What you should do => In the data that follows, each entry is to be restated exactly.

Records supplied =>
● ● ● ● ● ● ●

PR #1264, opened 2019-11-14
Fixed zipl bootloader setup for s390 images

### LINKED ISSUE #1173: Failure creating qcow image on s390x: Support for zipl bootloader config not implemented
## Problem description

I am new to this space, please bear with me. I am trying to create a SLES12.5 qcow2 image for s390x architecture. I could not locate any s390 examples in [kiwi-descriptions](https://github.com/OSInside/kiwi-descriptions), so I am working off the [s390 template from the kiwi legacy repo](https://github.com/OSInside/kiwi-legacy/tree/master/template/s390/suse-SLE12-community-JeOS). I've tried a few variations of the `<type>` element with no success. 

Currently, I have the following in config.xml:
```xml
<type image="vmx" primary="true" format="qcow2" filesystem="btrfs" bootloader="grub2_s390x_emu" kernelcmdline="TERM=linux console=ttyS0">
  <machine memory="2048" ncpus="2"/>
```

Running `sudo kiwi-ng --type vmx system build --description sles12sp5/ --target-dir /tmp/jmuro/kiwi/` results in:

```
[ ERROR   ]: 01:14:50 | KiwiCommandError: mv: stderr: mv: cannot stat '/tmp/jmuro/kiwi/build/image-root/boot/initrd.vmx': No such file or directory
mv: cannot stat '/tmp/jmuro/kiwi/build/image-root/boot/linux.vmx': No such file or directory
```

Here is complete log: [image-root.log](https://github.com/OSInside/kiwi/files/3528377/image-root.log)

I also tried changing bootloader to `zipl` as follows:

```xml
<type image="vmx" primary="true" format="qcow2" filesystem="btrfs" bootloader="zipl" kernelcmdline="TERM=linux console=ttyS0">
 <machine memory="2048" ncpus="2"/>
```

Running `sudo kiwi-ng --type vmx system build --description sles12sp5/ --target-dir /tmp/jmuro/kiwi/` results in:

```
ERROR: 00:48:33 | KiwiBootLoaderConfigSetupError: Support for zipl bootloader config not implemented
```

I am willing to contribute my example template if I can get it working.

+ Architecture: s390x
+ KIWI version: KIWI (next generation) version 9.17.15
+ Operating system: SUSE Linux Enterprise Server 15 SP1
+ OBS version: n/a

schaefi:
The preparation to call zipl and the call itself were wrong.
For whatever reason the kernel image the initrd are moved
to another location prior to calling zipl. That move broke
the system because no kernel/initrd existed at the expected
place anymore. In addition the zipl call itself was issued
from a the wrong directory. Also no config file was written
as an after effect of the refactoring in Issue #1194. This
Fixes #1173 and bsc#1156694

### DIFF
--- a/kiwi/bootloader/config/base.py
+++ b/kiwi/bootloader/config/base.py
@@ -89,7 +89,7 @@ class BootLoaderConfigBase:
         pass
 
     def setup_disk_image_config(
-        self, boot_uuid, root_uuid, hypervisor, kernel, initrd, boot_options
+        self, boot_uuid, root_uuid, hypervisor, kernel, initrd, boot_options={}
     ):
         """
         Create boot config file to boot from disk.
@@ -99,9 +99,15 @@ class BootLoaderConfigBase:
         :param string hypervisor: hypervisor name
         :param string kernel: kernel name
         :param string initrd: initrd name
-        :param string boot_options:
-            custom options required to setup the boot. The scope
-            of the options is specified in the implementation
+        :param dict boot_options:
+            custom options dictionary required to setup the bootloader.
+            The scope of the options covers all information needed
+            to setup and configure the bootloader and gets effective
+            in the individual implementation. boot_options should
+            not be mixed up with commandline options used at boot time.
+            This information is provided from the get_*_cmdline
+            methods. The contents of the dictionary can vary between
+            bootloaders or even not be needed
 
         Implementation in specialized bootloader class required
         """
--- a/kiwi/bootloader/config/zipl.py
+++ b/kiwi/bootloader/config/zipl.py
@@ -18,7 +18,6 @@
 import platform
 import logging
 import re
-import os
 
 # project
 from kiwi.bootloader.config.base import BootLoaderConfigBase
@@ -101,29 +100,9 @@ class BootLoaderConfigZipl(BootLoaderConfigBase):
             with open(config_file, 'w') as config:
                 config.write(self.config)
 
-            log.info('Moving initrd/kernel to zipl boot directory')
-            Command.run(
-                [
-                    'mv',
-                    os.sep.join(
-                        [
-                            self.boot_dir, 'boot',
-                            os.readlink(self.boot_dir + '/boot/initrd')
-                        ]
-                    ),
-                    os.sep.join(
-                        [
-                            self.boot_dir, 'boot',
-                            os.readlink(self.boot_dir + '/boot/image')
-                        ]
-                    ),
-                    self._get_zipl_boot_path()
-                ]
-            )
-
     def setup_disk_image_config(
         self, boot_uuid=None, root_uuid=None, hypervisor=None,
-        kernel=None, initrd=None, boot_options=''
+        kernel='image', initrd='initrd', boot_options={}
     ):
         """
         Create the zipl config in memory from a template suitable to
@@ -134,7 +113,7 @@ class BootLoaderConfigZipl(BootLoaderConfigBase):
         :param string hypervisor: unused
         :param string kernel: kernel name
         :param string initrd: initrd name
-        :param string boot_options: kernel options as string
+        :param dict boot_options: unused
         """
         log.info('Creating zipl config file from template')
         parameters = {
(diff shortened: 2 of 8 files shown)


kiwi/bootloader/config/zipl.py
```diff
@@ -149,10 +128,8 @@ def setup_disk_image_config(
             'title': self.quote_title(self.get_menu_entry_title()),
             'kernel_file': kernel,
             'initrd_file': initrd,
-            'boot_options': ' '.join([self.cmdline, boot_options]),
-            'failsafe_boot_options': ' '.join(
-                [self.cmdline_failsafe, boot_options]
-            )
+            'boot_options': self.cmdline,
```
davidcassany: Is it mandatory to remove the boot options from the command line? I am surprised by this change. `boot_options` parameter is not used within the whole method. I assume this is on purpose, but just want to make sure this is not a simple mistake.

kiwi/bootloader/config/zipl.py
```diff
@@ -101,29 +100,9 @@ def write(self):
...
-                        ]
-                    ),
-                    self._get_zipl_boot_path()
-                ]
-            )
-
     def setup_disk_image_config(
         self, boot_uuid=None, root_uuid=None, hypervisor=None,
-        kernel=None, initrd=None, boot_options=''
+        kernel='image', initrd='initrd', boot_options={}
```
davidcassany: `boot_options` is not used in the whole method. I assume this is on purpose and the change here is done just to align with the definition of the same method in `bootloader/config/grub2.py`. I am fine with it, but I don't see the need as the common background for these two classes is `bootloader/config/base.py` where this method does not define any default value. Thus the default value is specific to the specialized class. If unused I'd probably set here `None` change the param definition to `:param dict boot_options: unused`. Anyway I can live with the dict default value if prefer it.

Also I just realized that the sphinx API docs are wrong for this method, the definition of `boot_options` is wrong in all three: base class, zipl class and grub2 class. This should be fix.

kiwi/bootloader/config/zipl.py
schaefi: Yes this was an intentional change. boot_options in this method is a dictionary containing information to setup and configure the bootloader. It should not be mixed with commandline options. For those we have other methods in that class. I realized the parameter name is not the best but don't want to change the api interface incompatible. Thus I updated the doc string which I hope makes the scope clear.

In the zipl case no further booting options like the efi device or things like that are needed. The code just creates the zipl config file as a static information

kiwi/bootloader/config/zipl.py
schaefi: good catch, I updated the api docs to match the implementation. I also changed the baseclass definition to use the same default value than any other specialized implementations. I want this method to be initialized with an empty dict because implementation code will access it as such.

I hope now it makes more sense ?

● ● ● ● ● ● ●

Answer to the problem =>
PR #1264, opened 2019-11-14
Fixed zipl bootloader setup for s390 images

### LINKED ISSUE #1173: Failure creating qcow image on s390x: Support for zipl bootloader config not implemented
## Problem description

I am new to this space, please bear with me. I am trying to create a SLES12.5 qcow2 image for s390x architecture. I could not locate any s390 examples in [kiwi-descriptions](https://github.com/OSInside/kiwi-descriptions), so I am working off the [s390 template from the kiwi legacy repo](https://github.com/OSInside/kiwi-legacy/tree/master/template/s390/suse-SLE12-community-JeOS). I've tried a few variations of the `<type>` element with no success. 

Currently, I have the following in config.xml:
```xml
<type image="vmx" primary="true" format="qcow2" filesystem="btrfs" bootloader="grub2_s390x_emu" kernelcmdline="TERM=linux console=ttyS0">
  <machine memory="2048" ncpus="2"/>
```

Running `sudo kiwi-ng --type vmx system build --description sles12sp5/ --target-dir /tmp/jmuro/kiwi/` results in:

```
[ ERROR   ]: 01:14:50 | KiwiCommandError: mv: stderr: mv: cannot stat '/tmp/jmuro/kiwi/build/image-root/boot/initrd.vmx': No such file or directory
mv: cannot stat '/tmp/jmuro/kiwi/build/image-root/boot/linux.vmx': No such file or directory
```

Here is complete log: [image-root.log](https://github.com/OSInside/kiwi/files/3528377/image-root.log)

I also tried changing bootloader to `zipl` as follows:

```xml
<type image="vmx" primary="true" format="qcow2" filesystem="btrfs" bootloader="zipl" kernelcmdline="TERM=linux console=ttyS0">
 <machine memory="2048" ncpus="2"/>
```

Running `sudo kiwi-ng --type vmx system build --description sles12sp5/ --target-dir /tmp/jmuro/kiwi/` results in:

```
ERROR: 00:48:33 | KiwiBootLoaderConfigSetupError: Support for zipl bootloader config not implemented
```

I am willing to contribute my example template if I can get it working.

+ Architecture: s390x
+ KIWI version: KIWI (next generation) version 9.17.15
+ Operating system: SUSE Linux Enterprise Server 15 SP1
+ OBS version: n/a

schaefi:
The preparation to call zipl and the call itself were wrong.
For whatever reason the kernel image the initrd are moved
to another location prior to calling zipl. That move broke
the system because no kernel/initrd existed at the expected
place anymore. In addition the zipl call itself was issued
from a the wrong directory. Also no config file was written
as an after effect of the refactoring in Issue #1194. This
Fixes #1173 and bsc#1156694

### DIFF
--- a/kiwi/bootloader/config/base.py
+++ b/kiwi/bootloader/config/base.py
@@ -89,7 +89,7 @@ class BootLoaderConfigBase:
         pass
 
     def setup_disk_image_config(
-        self, boot_uuid, root_uuid, hypervisor, kernel, initrd, boot_options
+        self, boot_uuid, root_uuid, hypervisor, kernel, initrd, boot_options={}
     ):
         """
         Create boot config file to boot from disk.
@@ -99,9 +99,15 @@ class BootLoaderConfigBase:
         :param string hypervisor: hypervisor name
         :param string kernel: kernel name
         :param string initrd: initrd name
-        :param string boot_options:
-            custom options required to setup the boot. The scope
-            of the options is specified in the implementation
+        :param dict boot_options:
+            custom options dictionary required to setup the bootloader.
+            The scope of the options covers all information needed
+            to setup and configure the bootloader and gets effective
+            in the individual implementation. boot_options should
+            not be mixed up with commandline options used at boot time.
+            This information is provided from the get_*_cmdline
+            methods. The contents of the dictionary can vary between
+            bootloaders or even not be needed
 
         Implementation in specialized bootloader class required
         """
--- a/kiwi/bootloader/config/zipl.py
+++ b/kiwi/bootloader/config/zipl.py
@@ -18,7 +18,6 @@
 import platform
 import logging
 import re
-import os
 
 # project
 from kiwi.bootloader.config.base import BootLoaderConfigBase
@@ -101,29 +100,9 @@ class BootLoaderConfigZipl(BootLoaderConfigBase):
             with open(config_file, 'w') as config:
                 config.write(self.config)
 
-            log.info('Moving initrd/kernel to zipl boot directory')
-            Command.run(
-                [
-                    'mv',
-                    os.sep.join(
-                        [
-                            self.boot_dir, 'boot',
-                            os.readlink(self.boot_dir + '/boot/initrd')
-                        ]
-                    ),
-                    os.sep.join(
-                        [
-                            self.boot_dir, 'boot',
-                            os.readlink(self.boot_dir + '/boot/image')
-                        ]
-                    ),
-                    self._get_zipl_boot_path()
-                ]
-            )
-
     def setup_disk_image_config(
         self, boot_uuid=None, root_uuid=None, hypervisor=None,
-        kernel=None, initrd=None, boot_options=''
+        kernel='image', initrd='initrd', boot_options={}
     ):
         """
         Create the zipl config in memory from a template suitable to
@@ -134,7 +113,7 @@ class BootLoaderConfigZipl(BootLoaderConfigBase):
         :param string hypervisor: unused
         :param string kernel: kernel name
         :param string initrd: initrd name
-        :param string boot_options: kernel options as string
+        :param dict boot_options: unused
         """
         log.info('Creating zipl config file from template')
         parameters = {
(diff shortened: 2 of 8 files shown)


kiwi/bootloader/config/zipl.py
```diff
@@ -149,10 +128,8 @@ def setup_disk_image_config(
             'title': self.quote_title(self.get_menu_entry_title()),
             'kernel_file': kernel,
             'initrd_file': initrd,
-            'boot_options': ' '.join([self.cmdline, boot_options]),
-            'failsafe_boot_options': ' '.join(
-                [self.cmdline_failsafe, boot_options]
-            )
+            'boot_options': self.cmdline,
```
davidcassany: Is it mandatory to remove the boot options from the command line? I am surprised by this change. `boot_options` parameter is not used within the whole method. I assume this is on purpose, but just want to make sure this is not a simple mistake.

kiwi/bootloader/config/zipl.py
```diff
@@ -101,29 +100,9 @@ def write(self):
...
-                        ]
-                    ),
-                    self._get_zipl_boot_path()
-                ]
-            )
-
     def setup_disk_image_config(
         self, boot_uuid=None, root_uuid=None, hypervisor=None,
-        kernel=None, initrd=None, boot_options=''
+        kernel='image', initrd='initrd', boot_options={}
```
davidcassany: `boot_options` is not used in the whole method. I assume this is on purpose and the change here is done just to align with the definition of the same method in `bootloader/config/grub2.py`. I am fine with it, but I don't see the need as the common background for these two classes is `bootloader/config/base.py` where this method does not define any default value. Thus the default value is specific to the specialized class. If unused I'd probably set here `None` change the param definition to `:param dict boot_options: unused`. Anyway I can live with the dict default value if prefer it.

Also I just realized that the sphinx API docs are wrong for this method, the definition of `boot_options` is wrong in all three: base class, zipl class and grub2 class. This should be fix.

kiwi/bootloader/config/zipl.py
schaefi: Yes this was an intentional change. boot_options in this method is a dictionary containing information to setup and configure the bootloader. It should not be mixed with commandline options. For those we have other methods in that class. I realized the parameter name is not the best but don't want to change the api interface incompatible. Thus I updated the doc string which I hope makes the scope clear.

In the zipl case no further booting options like the efi device or things like that are needed. The code just creates the zipl config file as a static information

kiwi/bootloader/config/zipl.py
schaefi: good catch, I updated the api docs to match the implementation. I also changed the baseclass definition to use the same default value than any other specialized implementations. I want this method to be initialized with an empty dict because implementation code will access it as such.

I hope now it makes more sense ?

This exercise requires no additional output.